Yes, stock markets have gone system-wide. And that brings a problem - or an opportunity. For financial data from the farthest reaches of the solar system will inevitably be time-lagged because of the limiting factor of the speed of light, providing rich pickings for trader quants who can reliably intuit stock market movements. But what if a bright physicist makes a discovery that points to a loophole in nature's inexorable laws? What would happen then?

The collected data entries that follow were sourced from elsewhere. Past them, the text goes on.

PR #65, opened 2016-05-18
Auth based sessions

n1k0:
This is a full rewrite of the kinto admin. I know.

It's now fully based on [kinto-client](https://github.com/Kinto/kinto-client), and doesn't do local persistence/sync at all anymore. This will ease a lot of things I'll write down here when I'll have the courage to. 

For now this is still WiP, but you can start looking at it with fear. i'm sorry :D

The new version of the kinto admin matching this patch has been deployed to [gh-pages](http://kinto.github.io/kinto-admin/) to ease the UX/QA review process.

#### Todo

- [x] Update `devServer.js`, drop any reference to the now obsolete json config file 
- [x] Clean `package.json` obsolete dependencies 
- [x] Missing some action tests
- [x] `kinto-admin` executable `build` & `serve` command
- [x] Update `package.json` scripts
- [x] Update docs

#### @glasserc feedback checklist

- [x] Collection page titles for default bucket shouldn't render the uuid but *default* instead
- [x] We should ensure urls load and put the admin in the expected state
- [ ] We should find a way to always render the uuid in the records list 

#### How to test this thing?

```
$ git checkout auth-based-sessions
$ npm install
$ npm start
```


glasserc:
@n1k0 suggested on IRC that he was looking for general feedback on the general features offered by the new patch, so I haven't really looked at the code yet. Since it's almost a complete a rewrite (3200 lines out of ~3600), I think I will have to look at the entire codebase from scratch, but I think this branch isn't quite ready for that yet.

Hitting reload doesn't work properly. I have to click "home" and then remove the hash part of the URL. Same with ctrl-clicking links to open in a new tab.

I tried to click "default bucket" at first before I realized it was a heading rather than a link. Also, I guess there's no way to administer buckets through the API, right? It seems silly to have only the default bucket if you can't get an overview of it, look at its settings or create other ones.

I don't like seeing only the JSON representation of the records instead of a tabular sort of representation based on its schema.

I'm not convinced "bulk add" provides enough value for whatever complexity it adds (although I don't know how much complexity that is). It seems like you would end up clicking just as many times to add N objects as you would if you clicked "add" N times.

I think the "back" button should be in the right column instead of the left. In the left column, it makes the sidebar jump around as you click on different records, and I tend to look for it just under the title of the page (like breadcrumbs).

It might be better to show the bucket's name instead of its ID. (I'm not sure buckets have names, but "e4736f03-61fd-a4a2-7734-89fe98742acb" is pretty unwieldy.)

There's no obvious way to get the ID of a single record (although I guess you can copy it out of the URL).

I think "server information" probably shouldn't be the front page of the admin after you log in, although there should be a page that displays it.

n1k0:
> I think this branch isn't quite ready for that yet.

I think it's actually quite ready. Read on.

> Hitting reload doesn't work properly. 

Same with current master.

> I have to click "home" and then remove the hash part of the URL. 

Same with current master.

> Same with ctrl-clicking links to open in a new tab.

Same with current master.

> Also, I guess there's no way to administer buckets through the API, right? 

There's an API but this patch doesn't leverage it yet. Do you really want a 6000 LOC diff?

> It seems silly to have only the default bucket if you can't get an overview of it, look at its settings or create other ones.

The dev server wired to the demo on gh-pages uses is flushed everyday and all existing buckets are deleted. If you create buckets using the API (curl style), You will see them listed in the UI, and you will be able to create new collections within them.

> I don't like seeing only the JSON representation of the records instead of a tabular sort of representation based on its schema.

How would you infer column headings out of a database having no schema definition? Don't forget a schema isn't mandatory in Kinto. So that means people may actually enter any kind of data, eg. a different data structure for each record entry.

> I'm not convinced "bulk add" provides enough value for whatever complexity it adds (although I don't know how much complexity that is). It seems like you would end up clicking just as many times to add N objects as you would if you clicked "add" N times.

Can you think of a better way to solve the need of being able to enter several records at once?

> I think the "back" button should be in the right column instead of the left. In the left column, it makes the sidebar jump around as you click on different records, and I tend to look for it just under the title of the page (like breadcrumbs).

Noted.

> It might be better to show the bucket's name instead of its ID. (I'm not sure buckets have names, but "e4736f03-61fd-a4a2-7734-89fe98742acb" is pretty unwieldy.)

Noted.

> There's no obvious way to get the ID of a single record (although I guess you can copy it out of the URL).

Where would you put it in the table? It's quite a long string.

> I think "server information" probably shouldn't be the front page of the admin after you log in, although there should be a page that displays it.

What would you display on the front page instead?

n1k0:
Oh, forgot to ask; is there any good in this new admin or is it as bad as it sounds? We can also decide to discard this initiative entirely, I'm easy with letting it go.

glasserc:
Oh, no, I actually think this direction makes a lot of sense. Moving to synchronous operation is definitely the way forward for kinto-admin, and once you accept that, it's practically a complete rewrite to get to that point. The only thing I actually care about is that we have an "official" demo of offline-first operation, but that doesn't have to be this. This version of kinto-admin feels a lot lighter and simpler because of the absence of synchronization and conflicts. Sorry, I didn't think to say that earlier.

> I think it's actually quite ready. Read on.

I'll look at the code as soon as I get the chance.

> Same with current master.

Oops! I guess I never tried that with current master, maybe because it doesn't feel as "light"?

> There's an API but this patch doesn't leverage it yet. Do you really want a 6000 LOC diff?

No, and that's a good point. Most of the things on my wishlist for this iteration are pretty complex and maybe we should leave them for another time.

> You will see them listed in the UI, and you will be able to create new collections within them.

Yes, I was just thinking that it if there's only one bucket and you can't create others, maybe we should display that differently, for example by dropping the header.

> Note that as soon a JSON schema is defined for a collection, columns will be shown according to the displayFields setting.

Ah! I didn't try that. That's pretty good. I assumed that was only useful if you wanted to hide certain fields, so didn't even think about using it. I would suggest that if a schema is defined but has no displayFields, we could use the schema itself to "guess" at display fields. That would be enough for me personally. We could also do what the AWS DynamoDB console does, and just create a table with the set of fields that is the union of the fields of the objects we're displaying at the moment. (And also assume that all fields are scalar, even though they provide lists and maps as types of fields.)

> Can you think of a better way to solve the need of being able to enter several records at once?

Maybe we could show 10 empty fields by default instead of 2, and assume that any object with completely empty fields should be silently dropped. 

> Where would you put it in the table? It's quite a long string.

I expected it to be shown on the edit page, or on the view page if there were a view page. It would be even nicer if there was a button you could click to copy it to the clipboard, but that's probably outside the scope of this PR. I don't think we need to show the ID but it's nice to be able to copy it if you want to share it with someone else.

> What would you display on the front page instead?

Probably something very similar to the current sidebar but bigger. (But the more I think about it, the less I'm sure that it's a good idea.)

leplatrem:
I just tried it locally, it makes a lot more sense than the previous sync indeed! That brings a lot of value to the ecosystem

Here are some ideas, feel free to ignore or spawn issues to avoid blocking the merge:

* In the collection create form, «Add» is bigger than «Submit». I was tempted to click «add», which adds a display field instead of the submit button on the left. — idea: replace «Add» by «+» and move submit to the right
* When going to «Create a collection», the item in the left menu is not blue like with other pages
* The «stack» icon in the left menu is not clickable, only the collection name label can be click to acces the list of records
* Create record / Bulk create buttons are not styled the same way as others
* Bulk form does not show field titles (eg. *JSON record*)
* The list with no json schema shows a single column with `<Unknown>`
* The last modified column in the list is truncated even though my screen is wide

* Add gear to open bucket object edition
* :bulb: add small external link close to «Json schema» in collection form that opens the form builder in a new tab
* :bulb:  being able to enter a bucket and collection name (or via the URL hash), because some user maybe be allowed to read some records without being authorized to read their parent bucket/collection

I made some efforts to find all those nits hey! None of those should block the merge anyway :)

scripts/actions/client.js
```diff
@@ -0,0 +1,207 @@
...
+
+export function listBuckets() {
+  return execute((client, dispatch, getState) => {
+    return client.fetchServerInfo()
+      .then((serverInfo) => {
+        dispatch(SessionActions.serverInfoLoaded(serverInfo));
+        // XXX We need to first issue a request to the default bucket in order
+        // to create it so we can retrieve the list of buckets.
+        // ref https://github.com/Kinto/kinto/issues/454
+        return client.bucket(serverInfo.user.bucket).getAttributes();
```
leplatrem: Be careful, if the `default_bucket` plugin is not installed, there won't be any `user.bucket`. You could inspect the capabilities or add a simple safety check

scripts/components/Sidebar.js
```diff
@@ -1,43 +1,90 @@
...
-                  {label + (!collections[name].synced ? "*" : "")}
-                </Link>
-              );
-            })
-          }</div>
-        </div>
+        {session.authenticated ?
+          <BucketsMenu
+            buckets={buckets}
+            userBucket={session.serverInfo.user.bucket}
```
leplatrem: This will be `undefined` if no default plugin. From what I read below, it won't pose any problem.

scripts/actions/client.js
```diff
@@ -0,0 +1,207 @@
...
+export let client;
+
+function getClient({session: {server, username, password}}) {
+  return client || new KintoClient(server, {
+    headers: {
+      Authorization: "Basic " + btoa([username, password].join(":")),
+      // XXX by default we must avoid caching authentication-dependent resources
+      // as they could leak private information to different users. Here we
+      // simply discard caching entirely, waiting for a Kinto server fix.
+      // ref https://github.com/Kinto/kinto/issues/593
```
leplatrem: Fixed with cliquet 3.1.5 https://github.com/mozilla-services/cliquet/releases/tag/3.1.5

scripts/actions/client.js
```diff
@@ -0,0 +1,207 @@
...
+      .then(({data}) => {
+        dispatch(notifySuccess("Collection deleted."));
+        dispatch(CollectionActions.collectionDeleted(data));
+        dispatch(listBuckets());
+        dispatch(updatePath(""));
+      });
+  });
+}
+
+export function loadCollectionProperties(bid, cid) {
```
leplatrem: nitpick: we use different wording for the same notion I believe (data, properties, attributes)

scripts/actions/client.js
```diff
@@ -0,0 +1,207 @@
...
+      .then(({data}) => {
+        dispatch(CollectionActions.collectionPropertiesLoaded({
+          ...data,
+          bucket: bid
+        }));
+      });
+  });
+}
+
+export function updateCollectionProperties(bid, cid, {schema, uiSchema, displayFields}) {
```
leplatrem: nitpick: I would leave `collectionData` in the signature and destructure in the body (mirror `createCollection()` function

leplatrem: rename to `updateCollection()` ?

scripts/actions/client.js
```diff
@@ -0,0 +1,207 @@
...
+    }, {aggregate: true})
+      .then((res) => {
+        if (res.errors.length > 0) {
+          const err = new Error("Some records could not be created.");
+          err.details = res.errors.map(err => err.error.message);
+          throw err;
+        } else {
+          dispatch(listRecords(bid, cid));
+          dispatch(updatePath(`/buckets/${bid}/collections/${cid}`));
+          dispatch(notifySuccess("Records created."));
```
leplatrem: nit: N records created

leplatrem:
awesome

scripts/actions/client.js
n1k0: There's a useful distinction; the `bid` form means that's a value we've received as a URL parameters, while `bucket` means this is something we received from the server.

n1k0:
Okay, I'm gonna land this and spawn new issues from the comments the patch didn't address.

n1k0:
Filed #66, #67, #68, #69, #70 and #71. If something's missing, please file an issue.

This is the setting for a story that makes unlikely bedfellows of experimental physics and high finance. The former is represented mainly by Alric, a super-clever but socially awkward teenage mathematician from Mars who is working at Lunar University. On the banking side, the chief protagonists are Candace Goldstein, a top-shot trader who looks like a teenager but is several hundred years old, and her friend Tris, a man with a flamboyant dress-sense but dubious taste (in my opinion) in colour coordination. They live and work on the earth satellite Polaris for First Interplanetary Bank, where they are watched by the sinister chief of security Sorn and his boss Nate. Candace's friend Jamice represents the fourth estate; she works for an outfit called DataMax that is regarded as a trusted purveyor of information throughout the solar system (so unlike our own dear press). All of these characters' lives are affected when Alric's researches suggest new physics that could change commerce forever. A possibility to which certain parties react rather strongly.

The glittering setting of satellites and domes is great and the SF extrapolations are generally good. I particularly liked the idea that immortality is difficult and expensive to achieve. Most stories that deal with this subject assume a simple pill or process, but given the complexity of the aging process, this is highly unlikely - the long-term personalised gene therapy and molecular medicine described here seem much more realistic. Though I am not so sure that the long periods of swami-like meditation that are also part of the process would really be necessary.

The characters are strong if generally not very subtle. Candace is an interesting exception - we soon learn that she has extensive implants that augment her biological abilities, making her effectively a cyborg. It is surprisingly hard to think of books that have examined what the experience of neural and physical enhancement might be like from the inside, and Candace is an outstanding example. Alric is an engaging blend of intellectual arrogance and youthful uncertainty and Jamice makes for a likeable journalist. The only main character I didn't really get on with was Tris, whose charms failed to work for me.

I suppose I should be fair and give a few reasons why you might not like this book. If you cannot sympathise with clever and/or rich people, or like moral ambiguity that makes it hard to tell good guys from bad ones, then you will not get on with any of the main characters. Fans of detailed world-building may be irked by the absence of obvious politics, significant members of the lower social orders, or any indication of the historical events that led from the present to the story's setting. Some of the technological and social developments still feel rather twenty-first century given the 400 year gap (personally I would have blurred the date). And of course, being self-published, there are a few unweeded solecisms in the writing that can grate. But otherwise, this is a good read. The plot has moments of thriller-like intensity and a great ending. The subject matter is original and the characters are interesting, likeable or both. Unfortunately you will have to contact the authors to read it - I notice that it is no longer available on lulu - but it's worth looking them up.